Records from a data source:
PR #263, opened 2021-10-10
refactoring scores

### LINKED ISSUE #267: Feed & Score Nodes Refactor
Issues exist in feed.py and score_nodes.py and should be refactored. Score nodes presently uses unconventional python naming with variables in ALL_CAPS format, has a few variables that are declared and never used, and does not use dependency injection as it should. It is only used by the feed, but is located in the scoring folder so it should be relocated. Imports should be in Pep8 order & relative imports should be used when possible. Storing the climate feed into the db should not occur in this class.

Feed uses some variables in ALL_CAPS, a generalized try/except to catch multiple types of errors, and imports are not in pep8 order.Both should use Pep 287 reST formatting for docstrings.

We're passing a quiz_uuid to a query for a session_uuid in the localized graph function and this is bad!

seanmajorpayne:
Fixes #267 

- Refactored for Pep-8 & Pep-287
- Updated imports for Pep-8 (Standard Library first, 3rd party second, our app 3rd & Alphabetical for each section)
- Replaced ALL_CAPS variables
- Switched unnecessary self variables to function variables
- (Fixed?) Changed localized graph to actually query the session_id instead of giving the Sessions object a quiz_uuid to query by
- Moved test ontology creation outside of the feed & into the app config (this doesn't need to be done individually per user)
- Added dependency injection for the class instead of declaring other classes inside
- (Probably?) Significantly faster since this removes a pass through the ontology. Need to see test results.
- Removed num_feed_cards variable that was being passed through 3 functions and added it directly to function where used

In a separate PR, we need to figure out if the localized graph is doing what it is supposed to do.

### DIFF
--- a/app/feed/get_feed.py
+++ b/app/feed/get_feed.py
@@ -10,7 +10,7 @@ import numpy as np
 from ..scoring.build_localised_acyclic_graph import build_localised_acyclic_graph
 
 
-class GetFeed:
+class Feed:
 
     """
     After users have completed their survey, they want to receive personalized suggestions
--- a/app/feed/routes.py
+++ b/app/feed/routes.py
@@ -6,7 +6,7 @@ from sqlalchemy.exc import SQLAlchemyError
 
 from app import auto, cache, db
 from . import bp
-from .get_feed import GetFeed
+from .get_feed import Feed
 from .store_climate_feed_data import store_climate_feed_data
 from ..auth.utils import check_uuid_in_db, uuidType, validate_uuid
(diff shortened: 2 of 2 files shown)


seanmajorpayne:
Fixes #265

seanmajorpayne:
Fixes #265

seanmajorpayne:
fixes #265

seanmajorpayne:
@rodriguesk Reverted feed cards based on your feedback. Ready for review.

PR #268, opened 2021-10-10
CM-817 Building the scaffold to run pytest

Moataz-Mahmoud:


rodriguesk:
@Moataz-Mahmoud you can merge this into develop now.

PR #270, opened 2021-10-20
CM-864 Email Welcome

seanmajorpayne:
Sends welcome email to address. Testing at the moment. Please don't review/merge.


rodriguesk:
@seanmajorpayne yes please use the sendgrid API (instead of the SMTP relay). That’s what I was hoping you would do.

We can have 1000 emails a month, so it should be good to set up for the error reporting.

User should be able to register even if the welcome email fails. It’s intended to be welcome email to get you familiar with the sendgrid API. The story is not meant to be a confirmation email nor a validation email. Let’s try not to over complicate it. It’s ok to add new stories to the backlog though for later if you guys decide that’s needed.

y-himanen:
Closed as out of date.

PR #271, opened 2021-10-30
CM-873 User loses feed with refresh

seanmajorpayne:
Tested with an icognito window in Google Chrome and confirmed behavior is fixed locally.


seanmajorpayne:
@johols Please confirm this works for you.

@y-himanen @SabineU The two email tests for the expired Token have strange behavior. Locally, the endpoint returns a 422 error for an Invalid Token. However on CircleCI the test returns a 401 code for an Expired Token as expected.

Both errors are fine as far as I'm concerned, but it would be nice if the test could somehow pass in both enviornments. Any idea why it would differ between these two environments?

PR #128, opened 2026-06-12
feat(resolve): backfill canonical_narrator_id into mentions → NARRATED edges fire (#109)

parametrization:
Closes #109.

## Problem
The narrator-resolution pipeline produced canonical **Narrator nodes** but the narrator→hadith **wiring never materialized**: `src/resolve/ner.py` writes `narrator_mentions_resolved.parquet` with `canonical_narrator_id = None`, and `disambiguate.run` — which knows each mention's canonical id and writes `merge_log.parquet` — never wrote that id back onto the mention rows. The graph loaders (`load_edges.py::_load_narrated`, `load_nodes.py::_load_chains`, in noorinalabs-isnad-graph) read `canonical_narrator_id` straight off the mentions, so they saw only `None` → **0 NARRATED edges, empty Chains** from real data.

This was masked because the graph-loader unit fixtures hand-inject `canonical_narrator_id`, and no integration test ran ner→disambiguate→(load contract) end-to-end.

## Fix (backfill mechanism)
`disambiguate.run` now captures `mention_id → (canonical_id, confidence)` for **every** mention that received a canonical narrator — both bio-matched mentions **and** the da#99 self-canonicalized (fallback) mentions — and rewrites `narrator_mentions_resolved.parquet` in place via `_backfill_mention_canonical_ids`:
- Streams row-group by row-group (mirrors `_iter_mention_batches`) → memory bounded for the 3.3M-row scale.
- Idempotent: re-running yields the same file (no duplicate rows / stable ids).
- Self-contained artifact: every downstream consumer now reads the resolved id directly off the mention.

Covering the fallback path (not just `merge_log`) matters: da#99 made non-bio mentions real Narrator nodes too; backfilling only bio-matched mentions would leave those positions unwired and chains incomplete.

## New non-mocked integration test
`tests/test_resolve/test_canonical_backfill_integration.py` runs the **real** `ner → disambiguate` pipeline on fixtures and:
- Asserts NER-alone yields `canonical_narrator_id = None` → **0** derived NARRATED edges (the bug state).
- After `disambiguate.run`, asserts every resolved mention carries a `nar:<uuid5>` id matching the canonical narrator nodes, and that a real NARRATED edge (count > 0) + a non-empty Chain (`chain_length = 2`) now derive from the backfilled mentions.
- Does **not** hand-inject `canonical_narrator_id` (the anti-pattern that masked #109).
- The graph loaders live in noorinalabs-isnad-graph, so the test replicates their documented contract (read `canonical_narrator_id` off the first-narrator-per-hadith / per-chain) rather than standing up Neo4j.

**Proof it fails-without / passes-with:** with the backfill call disabled, `test_disambiguate_backfills_canonical_id_into_mentions` FAILS (canonical ids stay None → 0 edges); restored, it PASSES.

## Edge-count proof
Fixture: one hadith, two chain positions, two bio candidates. After disambiguate → 2/2 mentions backfilled (`backfill_mentions_complete backfilled=2`), 1 NARRATED edge (first narrator → hadith), chain narrator_ids length 2. `disambiguate_summary` shows `total_resolved=2`, `bio_coverage_pct=100`.

## Verification
- `ruff format --check` + `ruff check` clean
- `mypy` (strict) clean on both files
- `pytest tests/test_resolve tests/test_pipeline` → **138 passed, 3 skipped**

## Files touched
- `src/resolve/disambiguate.py` (backfill helper + capture map + call in `run`)
- `tests/test_resolve/test_canonical_backfill_integration.py` (new)

**Note:** `src/resolve/__init__.py` is **untouched** → no serial-merge conflict with #117 (the backfill lives inside `disambiguate.run`, which `run_all` already calls).

## Test Plan (runtime, post-merge)
Live `neo4j:5` end-to-end (`parse → ner → disambiguate → load`) asserting a real `(:Narrator)-[:NARRATED]->(:Hadith)` edge + Chain on the staging box — deferred because the graph loaders live in noorinalabs-isnad-graph (cannot run a real `load` from this repo).

Reviewers: @Ivana Horvat (ML/NLP, primary — owns the da#99 fallback path this wires) + @Jean-Claude Habimana (architect, secondary).

### DIFF
--- a/src/resolve/disambiguate.py
+++ b/src/resolve/disambiguate.py
@@ -24,7 +24,11 @@ from rapidfuzz.distance import Levenshtein
 
 from src.parse.base import safe_str, write_parquet
 from src.parse.identity import make_canonical_id
-from src.resolve.schemas import AMBIGUOUS_NARRATORS_SCHEMA, NARRATORS_CANONICAL_SCHEMA
+from src.resolve.schemas import (
+    AMBIGUOUS_NARRATORS_SCHEMA,
+    NARRATOR_MENTIONS_RESOLVED_SCHEMA,
+    NARRATORS_CANONICAL_SCHEMA,
+)
 from src.utils.arabic import normalize_arabic
 from src.utils.logging import get_logger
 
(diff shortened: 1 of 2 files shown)


parametrization:
RequestOrReplied: Approved

Secondary review through the resolve-flow lens (diff + CI only; no local suite run).

**Composition with #117 (run_all wiring) — conflict-free.** The backfill lives entirely inside `disambiguate.run`, and `src/resolve/__init__.py` is untouched by this PR. My #117 orchestrator already calls `disambiguate.run` at `__init__.py:166`, so the backfill rides along automatically — no `resolve/__init__.py` overlap, no serial-merge conflict, merge order does not matter.

**Read/write path is a closed loop.** `run()` consumes mentions via `_iter_mention_batches(output_dir)` → `output_dir/narrator_mentions_resolved.parquet`; `_backfill_mention_canonical_ids` rewrites that same artifact in place. That is the file NER writes the `None` placeholders into and the file the isnad-graph edge/chain loaders read `canonical_narrator_id` straight off of. Correct target.

**Both resolved branches captured (no under-wire).** `resolved_map` is populated on the bio-matched path (`float(best.score)`) and on the da#99 self-canonicalized fallback (`None`). A merge_log-only backfill would have wired only bio-backed positions; this wires the full chain.

**Streaming rewrite is memory-safe + idempotent + schema-preserving.** Row-group-by-row-group, writes `.backfill.tmp` then atomic `replace()`, `writer.close()` in `finally`. Re-running re-derives `resolved_map` from bio candidates (keyed on mention names, not on the canonical column it just rewrote), so the result is deterministic; the idempotency test asserts no row duplication or id drift. Unresolved rows retain their NER placeholder and prior confidence.

**Typing/schema sound.** `confidence` is `float32` nullable; backfill emits `pa.array(new_conf, type=pa.float32())` (score→float32 fine, `None` preserved). `mention_id` is `str` on both the capture side (`str(mention.get("mention_id", ""))`) and the lookup side (`resolved.get(str(mid))`) — keys align.

**Confidence semantics don't break downstream.** NARRATED edges and Chains key off the non-null `canonical_narrator_id`, not off `confidence`; the `None` confidence on fallback mentions is a quality annotation only and does not affect edge construction.

CI: all five checks green (Integration 50s, Lint, Pre-commit⇄CI sync-drift gate, Test, Type Check).

No blockers. Approving.

parametrization:
Requestor: Oyunbileg Batbayar
RequestOrReplied: Approved

I am the reviewer who originally proved this was a gap (disambiguate never rewrote `narrator_mentions_resolved`, so `canonical_narrator_id` stayed None and real data produced zero NARRATED edges, masked only by hand-injected loader fixtures). I verified the fix against the diff and CI head — it genuinely closes that gap.

What I checked

1. Backfill covers every resolved mention, not just bio-matched ones. `resolved_map` is populated in BOTH branches of `run()`: the bio-matched path writes `(canonical_id, float(best.score))`, and the da#99 self-canonicalized/fallback path writes `(fallback_id, None)`. A merge_log-only backfill would have left fallback narrators unwired and broken mid-chain positions; keying off `resolved_map` instead avoids that. Confirmed the full chain wires, not just bio-backed positions.

2. Join correctness / path consistency. `run()` reads its mentions from `output_dir/narrator_mentions_resolved.parquet` via `_iter_mention_batches`, and `_backfill_mention_canonical_ids` rewrites that same file. The map key is `str(mention_id)` on the producer side and `resolved.get(str(mid))` against the on-disk `mention_id` column on the consumer side — both `str()`-normalized, so the join is sound. Unresolved mentions keep the NER placeholder untouched.

3. Streaming + idempotent at scale. Rewrites row-group by row-group through a `.backfill.tmp` then `replace()`s in place (mirrors `_iter_mention_batches`), so peak memory stays bounded for the 3.3M-row file. Deterministic `resolved_map` makes a re-run byte-stable; `test_backfill_is_idempotent_on_reload` asserts row count, ids, and derived edges are unchanged across two `disambiguate.run` calls.

4. The new integration test is non-mocked and guards the original anti-pattern. `test_disambiguate_backfills_canonical_id_into_mentions` runs the real `ner.run` then `disambiguate.run` on fixtures and reads `canonical_narrator_id` back off the on-disk artifact — it does NOT hand-inject the canonical id (the exact masking pattern that hid the bug). It asserts NER-alone yields all-None ids and zero derived edges, then post-disambiguate yields two `nar:<uuid5>` ids and a NARRATED edge count of 1. Structurally this fails without the backfill: removing it leaves ids None, so `assert len(resolved) == 2` and the edge-count assertion both fail — the author's "fails without, passes with" claim holds.

CI: all five checks green at head 7d7cff9 (Integration Tests, Lint, sync-drift gate, Test, Type Check).

Two non-blocking observations (follow-up, not gating)
- The integration test exercises only the bio-matched path (both fixture names exact-match a bio candidate). The fallback/self-canonicalized branch is correct in code but not covered by a test case (a named mention with no bio candidate). A fallback-path assertion would harden the "whole chain wires" guarantee.
- The test replicates the isnad-graph loader's NARRATED/Chain contract locally rather than running the real loader (the loader lives in another repo, so a live Neo4j load cannot run here). This is documented in the test; the load-bearing assertion is the non-null `canonical_narrator_id` on the real artifact, which the real loader reads directly, so the proof is sound.

Verdict: Approved. The gap I found is truly closed — disambiguation now writes resolved canonical ids back onto the mention rows for both bio-matched and fallback narrators, so real scraped data will materialize NARRATED edges instead of zero.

* [Required work] Filter the records above and return every line that holds the word "yields".

* [Reply]
- Idempotent: re-running yields the same file (no duplicate rows / stable ids).
- Asserts NER-alone yields `canonical_narrator_id = None` → **0** derived NARRATED edges (the bug state).
4. The new integration test is non-mocked and guards the original anti-pattern. `test_disambiguate_backfills_canonical_id_into_mentions` runs the real `ner.run` then `disambiguate.run` on fixtures and reads `canonical_narrator_id` back off the on-disk artifact — it does NOT hand-inject the canonical id (the exact masking pattern that hid the bug). It asserts NER-alone yields all-None ids and zero derived edges, then post-disambiguate yields two `nar:<uuid5>` ids and a NARRATED edge count of 1. Structurally this fails without the backfill: removing it leaves ids None, so `assert len(resolved) == 2` and the edge-count assertion both fail — the author's "fails without, passes with" claim holds.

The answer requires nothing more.